Betnesol Tablets is primarily indicated in conditions like Allergy, Asthma, Contact sensitivity reactions, Dermatitis, Discoid lupus erythematosus, Eczema, Inflammation, Insect bite reactions, Keloid scarring, Lichen planus, Localized bullous disorders, Neurodermatoses, Photosensitivity, Pretibial myxoedema, Pruritus, Psoriasis, Seborrheic dermatitis, Skin diseases, Strains.
Betnesol Tablets is contraindicated in conditions like Herpes simplex infections Acne vulgaris, Rosacea, Perioral dermatitis, Hypersensitivity,Napkin eruption,Perioral pruritus,Genital pruritus,Gravitational ulceration, Infestations,Skin lesions.
The severe or irreversible adverse effects of Betnesol Tablets, which give rise to further complications include Atrophy, Steroid purpura, Steroid purpura, Skin fragility, Angioedema, Perioral dermatitis. Betnesol Tablets produces potentially life-threatening effects which include Cushing’s syndrome, Diabetes, Hypertension, Growth suppression, which are responsible for the discontinuation of Betnesol Tablets therapy. The signs and Symptoms that are produced after the acute overdosage of Betnesol Tablets include Convulsions, Electrolyte imbalance, Abdominal distension. The symptomatic adverse reactions produced by Betnesol Tablets are more or less tolerable and if they become severe, they can be treated symptomatically, these include Vertigo, Headache, Diarrhea, Fever, Anxiety, Constipation, Abdominal pain, Sweating, Erythema, Hypotension, Arthralgia, Acne, Hypersensitivity reactions, Menstrual irregularity, Cataract, Hypertrichosis, Pigmentation, Superficial blood vessels dilatation, Local hypopigmentation, Superficial blood vessels thinning, Peptic ulcer, Skin thinning, Subcutaneous atrophy, ocular changes.

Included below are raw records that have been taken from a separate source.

PR #4778, opened 2026-08-20
fix(agent): preserve provider safety-stop classification (#4777)

### LINKED ISSUE #4777: session: provider_safety_stop errorKind lost before session state, and its e2e regression test never runs on dev
## Summary

`provider_safety_stop` classification is lost before the assistant message is persisted to session state, so the #4650 manual-switch hint never fires. The regression is live on `dev` and **invisible to dev CI** because the only test covering it is affected-path selected and dev pushes do not select it.

## Reproduction

Pristine `origin/dev` `497142cff57ae06b6b79a9af35a726463a3e11fe`, no other PR code, clean `HOME`, native addon built from `crates/` at 0.14.2, Linux x64 / Bun 1.3.14:

```
bun test packages/coding-agent/test/provider-safety-stop-hint.e2e.test.ts

 2 pass
 1 fail
(fail) provider safety stop hint e2e (#4650) > stays terminal with one dispatch, and the hint names the configured alternate
```

The assertion diff shows the refusal text surviving while the classification does not:

```
  {
-   "errorKind": "provider_safety_stop",
+   "api": "anthropic-messages",
+   "provider": "anthropic",
+   "model": "claude-sonnet-4-5",
    "errorMessage": "Refusal (reasoning_extraction): This request was blocked.",
    "stopReason": "error",
  }
```

So `stopReason: "error"` and `errorMessage` arrive intact, but `errorKind` is absent on the assistant message found in `session.state.messages`.

## Why dev CI does not catch it

I pulled the logs for all eight `shard-*-of-8` jobs on the dev check-run for `497142cff5` and grepped each for this file:

```
shard-1-of-8 e2e_refs=0   shard-5-of-8 e2e_refs=0
shard-2-of-8 e2e_refs=0   shard-6-of-8 e2e_refs=0
shard-3-of-8 e2e_refs=0   shard-7-of-8 e2e_refs=0
shard-4-of-8 e2e_refs=0   shard-8-of-8 e2e_refs=0
```

No dev shard executed it. Dev's `shard-1-of-8` ran the sibling `provider-safety-stop-hint.test.ts`, not the `.e2e.` variant. `shard-1-of-8` reports **success** on dev, which is silence about this test rather than a pass.

It surfaces on unrelated PRs whose changed paths happen to pull the file into the affected set — that is how I found it, on #4735 (file tools), which touches nothing in provider or session error mapping.

## Where the classification is set vs lost

The producing side looks correct. `packages/ai/src/providers/anthropic.ts:2445` sets it on the safety-stop envelope:

```ts
output.errorKind = "provider_safety_stop";
```

and `:2959` deliberately preserves it in the catch path. Consumers expect it: `agent-session.ts:15506`, `agent-session.ts:17682` (`return "terminal"`), and `provider-safety-stop-hint.ts:57`.

So the loss is between the provider envelope and the persisted assistant message — the field is dropped on the way into `session.state.messages`, which makes the terminal classification and the hint both unreachable. `AssistantErrorKind` is declared at `packages/ai/src/types.ts:671`.

## Impact

- The #4650 feature is dead in practice: a user hitting a provider refusal gets the raw envelope with no hint that the configured chain has a working alternate, which is exactly the UX #4650 was filed to fix.
- Terminal classification for safety stops depends on the same field (`agent-session.ts:17682`), so the stop may not be treated as terminal.
- The coverage gap is the more serious half: an `.e2e.` regression test that never runs on the default branch gives false confidence and shifts the failure onto whichever unrelated PR happens to select it.

## Expected

- `errorKind` survives from the provider envelope to the persisted assistant message, with a pin that fails if it is dropped again.
- The safety-stop e2e coverage runs on `dev` pushes rather than only via affected-path selection, so this class of regression is caught on the branch that introduces it instead of on an unrelated PR.

Filed from the #4734 closure lane after proving the failure is not attributable to that PR. Not fixing it there — it needs its own lane rather than being bundled into a file-tools change.

—

Yeachan-Heo:
## What

Preserve the provider-owned `provider_safety_stop` classification through the managed provider-envelope to assistant-message mapping boundary, keep typed safety stops terminal with or without transport facts on multi-model fallback chains, and require `stopReason: "error"` at every terminal-policy and hint consumer. Runtime-authored local diagnostics remain identity-gated, and CI routing selects the regression e2e exactly once in focused PR mode and one normal push shard.

## Why

Fixes #4777. The provider envelope retained refusal text and `stopReason`, but the managed assistant snapshot shell dropped `errorKind` before `AgentSession` persistence. The corrections prevent transport-fact admission from advancing to another configured model, prevent non-error messages from suppressing fallback policy or rendering a safety hint, and preserve the original terminal refusal.

## Testing

- Merged-head focused/provider suites: `270 pass`, `0 fail`, `1518 expect() calls` across managed-boundary, safety-stop e2e/render/unit, persistence reopen, routing, harness, and Anthropic/Google/OpenAI envelope tests.
- Transport-backed two-model e2e covers status 400 and retryable 429, asserting one primary dispatch, zero `model_fallback_switched` events, preserved typed transport facts, and retained refusal text.
- Stop-reason unit coverage rejects a non-error assistant carrying `provider_safety_stop`; retry, fallback-trigger, managed terminal, compaction, and hint consumers require `stopReason: "error"` in the merged source.
- `bun --cwd=packages/agent run check` and `bun --cwd=packages/coding-agent run check` pass; directly affected safety/persistence suites pass with `112 pass`, `0 fail`, `478 expect() calls`.
- Dev CI run `32407465991` at merged head passed every affected product/test/native/Cargo/type-build/virtual-integration job; its only failure was the stale PR contract bootstrap before fresh review state. Exact-head PR contract run `32408934298` passed after both independent approvals.
- Exact merged PR base: `4d39d58391f2bb1a7f3e62640509427849d596dd`; exact merged head: `c0518ab872274992d77fce4f58dd898086b7ee77`; exact diff digest: `sha256:6ff8ecc6cf0b86840bc04c50ae57c26d5c90d1f9441cd2a4e5cf4baeb3406991`.
- Merge commit: `a34cbd700b56b9c663daef700e5edd14cbd20470`.

## Risk classification

- [x] `regression-risk` — fix with material regression risk; satisfied by authenticated exact-head approvals from `probepark` and `snowykr` at `c0518ab872274992d77fce4f58dd898086b7ee77`.
- [ ] `high-risk` — large refactor, feature, or materially high-risk change (security/auth/install/remove/public API/destructive lifecycle/architecture); requires one assigned independent domain reviewer with an authenticated exact-head `APPROVED` review.

## GJC verdict

```text
gajae.pr-review-verdict.v1 merge-approved sha256:6ff8ecc6cf0b86840bc04c50ae57c26d5c90d1f9441cd2a4e5cf4baeb3406991 reviewer:human reviewer-id:probepark,snowykr evidence:exact-head-c0518ab872-approved-by-both-and-merged-a34cbd700b56b9c663daef700e5edd14cbd20470
```

---

- [x] Target branch is `dev`
- [x] Tested locally
- [x] CHANGELOG updated (user-facing classification and routing)
- [x] Verdict above matches the exact merged PR head
- [x] Independent exact-head review complete
- [x] Merged


Yeachan-Heo:
Implementation is pushed at exact head `9e316e2d20f8876d8aec45d7931a4752ce97cc02` from exact base `497142cff57ae06b6b79a9af35a726463a3e11fe`; diff digest is `sha256:cab34b9d7fed2b6a89c5359fd6e998272fa3117b1ef1301ea3f529505807dcb6`. PR #4778 targets `dev` and is classified `regression-risk`; independent domain review was requested from `probepark`. CI must validate this exact head before any merge verdict.

Yeachan-Heo:
Frozen-head GJC review lanes completed cleanly for `9e316e2d20f8876d8aec45d7931a4752ce97cc02`: architect CLEAR/APPROVE and adversarial QA PASS with no blockers. Evidence covers the allowlisted provider kind, runtime-authored local diagnostics, non-error guard, ordinary refusal prose, single dispatch, alternate hint, disk reopen, and focused-vs-push routing. The authenticated GitHub reviewer request to `probepark` remains outstanding; Dev CI run `32394306480` is still completing exact-head validation. The PR verdict remains `needs-human` until the independent exact-head APPROVED review exists.

probepark:
First review at exact head `9e316e2d` — **merge blocked**. The preservation itself is well built; it is not honoured by the gate that matters most.

### the fix is correct as far as it goes

`errorKind: "provider_safety_stop"` was being dropped when `managedAssistantShell` deleted the snapshot's `errorKind`. It is now allowlisted at `agent-loop.ts:1201-1229`, and the mapping is properly authority-based rather than inferred from prose — it requires the exact literal **plus** `stopReason === "error"` (`:1201-1204`), and the tests reject `stopReason: "stop"`, local kinds, absent kinds, and ordinary refusal text.

That distinction matters, because the bug was previously masked for Anthropic: its legacy-form refusal text still matched the anchored regex in `provider-safety-stop.ts:5-8`, so only the non-legacy paths — OpenAI's "Prompt rejected by policy", Google's generic error — actually lost the classification and fell through to unknown.

### major — a multi-model chain never consults the typed classification

`#classifyErrorForRetry` does the right thing at `agent-session.ts:17681`:

```ts
if (message.errorKind === "provider_safety_stop") return "terminal";
```

But `#isRetryableError` (`:17551-17586`) contains **zero** references to `errorKind`, and it only reaches the typed classifier at all under:

```ts
const managedFallback = this.#defaultFallbackChain().chain.entries.length > 1;
if (!managedFallback) {
    const classification = this.#classifyErrorForRetry(message);
```

So when a managed fallback chain has more than one entry — the configuration where model advance is possible, and therefore the only one where a safety stop can be defeated — the typed terminal classification is **never consulted**. The decision falls to the transport path instead.

That is reachable: OpenAI's HTTP content-filter response sets status 400, `transportFailure`, **and** the safety kind (`openai-completions.ts:1063-1077`). `#fallbackTriggerFor` then converts class-other transport to unknown (`:18024-18034`), and `agent-loop.ts:356-365, 2748-2753` ignores the kind as well.

Net user-visible behavior: a provider says "stop, this is unsafe", and the agent retries the same request on the next model in the chain. The preservation work lands, and the thing it was preserved for still does not happen.

**Fix:** make the typed safety kind dominate every transport retry and discard gate — check it before `transportFailure` is consulted, not only on the single-model branch. Then pin it with a status-400 safety response asserting exactly one dispatch and no model switch.

### the rest is clean

I enumerated every consumer of the literal rather than sampling: `managedAssistantShell` and its start/update/final/trailing plus transaction repair paths (`agent-loop.ts:1836-1894`, `:2770`, `:3392-3484`); the compaction guard (`agent-session.ts:15505-15510`); the retry classifier (`:17680-17684`); and the hint predicate used by TUI and print (`provider-safety-stop-hint.ts:56-59`, `assistant-message.ts:551-555`, `print-mode.ts:301-303`). Session persistence is generic JSON and preserves it.

No `stopReason` string or enum changed — it stays `"error"`, only `errorKind` now survives — so there is no branch elsewhere to update.

Spurious firing is not a risk: the mapping demands the exact provider-owned literal and the error stop reason. A custom stream could assert the literal, but that is the intended authority boundary, not a bypass.

### coverage

`managed-attempt-transaction.test.ts:109-116` genuinely fails pre-fix, since the old shell stripped the kind, and the e2e at `provider-safety-stop-hint.e2e.test.ts:122-151` asserts the persisted kind plus one dispatch. Negative cases at `:114-116` and e2e `:209-236` pin that prose and local kinds cannot forge it.

`signature-persistence.test.ts:69-102` only proves `SessionManager` can serialize a manually constructed field — it does not exercise production propagation, so it is not evidence for this fix.

Missing, and it is the one that matters: safety kind **plus** `transportFailure`/status 400 in a multi-entry chain. That case is what exposes the blocker above.

<sub>Reviewed by @probepark — method: enumerated every production consumer of the literal rather than sampling, then checked whether each trust decision that acts on it was updated — which surfaced that `#isRetryableError` never reads `errorKind` and only reaches the typed classifier on the single-model branch. Tests not executed.</sub>



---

Betnesol Tablets should be used with caution in patients with active tuberculosis infection of respiratory tract or in untreated fungal, bacterial or systemic viral infections. Corticosteroids should only be used systemically with great caution in the presence of congestive heart failure (CHF), recent myocardial infraction (MI), hypertension, diabetes mellitus, epilepsy, glaucoma, hypothyroidism, liver failure, osteoporosis, peptic ulceration or renal impairment. Children may be at increase risk of some adverse effects, corticosteroid causes growth retardation and prolonged use is rarely justified. Passive immunization is recommended to non-immune patients who do come in contact with chickenpox or measles. Live vaccine should not be given to patients receiving high dose systemic corticosteroid therapy nor for atleast 3 months afterwards, killed vaccine or toxoids may be given, although the response may be attenuated. During prolong treatment with corticosteroids, patients should be examined regularly, sodium intake may need to be reduced and calcium and potassium supplement may be necessary. Patient should carry cards given full details of their corticosteroid therapy. Avoid use during pregnancy. Use nasal steroids with caution until healing has occurred. Long-term therapy should be avoided espacially in infants and children as adrenal suppression may occur.Care should be taken so that the prepation does not enter the eyes as glucoma may result. In secondary infected lesions antimicrobial therapy should be used in cases of spread of infection, topical steroid therapy, should be stopped. prolong aaplication on the face should be avoided.